Task to carry out:
Nothing but an exact copy of the records is expected here.
- - -
PR #4928, opened 2016-01-28
Document that `scala -e` starts/uses a compilation daemon

szeiger:
We should consider changing the default in the long term. For now, make it explicit that `-e` starts and uses fsc.

### DIFF
--- a/src/compiler/scala/tools/nsc/GenericRunnerCommand.scala
+++ b/src/compiler/scala/tools/nsc/GenericRunnerCommand.scala
@@ -87,7 +87,11 @@ A file argument will be run as a scala script unless it contains only
 self-contained compilation units (classes and objects) and exactly one
 runnable main method.  In that case the file will be compiled and the
 main method invoked.  This provides a bridge between scripts and standard
-scala source.%n"""
+scala source.
+
+When running a script or using -e, an already running compilation daemon
+(fsc) is used, or a new one started on demand.  The -nc option can be
+used to prevent this.%n"""
 }
 
 object GenericRunnerCommand {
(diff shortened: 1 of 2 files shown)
- - -
Answer to this problem:
PR #4928, opened 2016-01-28
Document that `scala -e` starts/uses a compilation daemon

szeiger:
We should consider changing the default in the long term. For now, make it explicit that `-e` starts and uses fsc.

### DIFF
--- a/src/compiler/scala/tools/nsc/GenericRunnerCommand.scala
+++ b/src/compiler/scala/tools/nsc/GenericRunnerCommand.scala
@@ -87,7 +87,11 @@ A file argument will be run as a scala script unless it contains only
 self-contained compilation units (classes and objects) and exactly one
 runnable main method.  In that case the file will be compiled and the
 main method invoked.  This provides a bridge between scripts and standard
-scala source.%n"""
+scala source.
+
+When running a script or using -e, an already running compilation daemon
+(fsc) is used, or a new one started on demand.  The -nc option can be
+used to prevent this.%n"""
 }
 
 object GenericRunnerCommand {
(diff shortened: 1 of 2 files shown)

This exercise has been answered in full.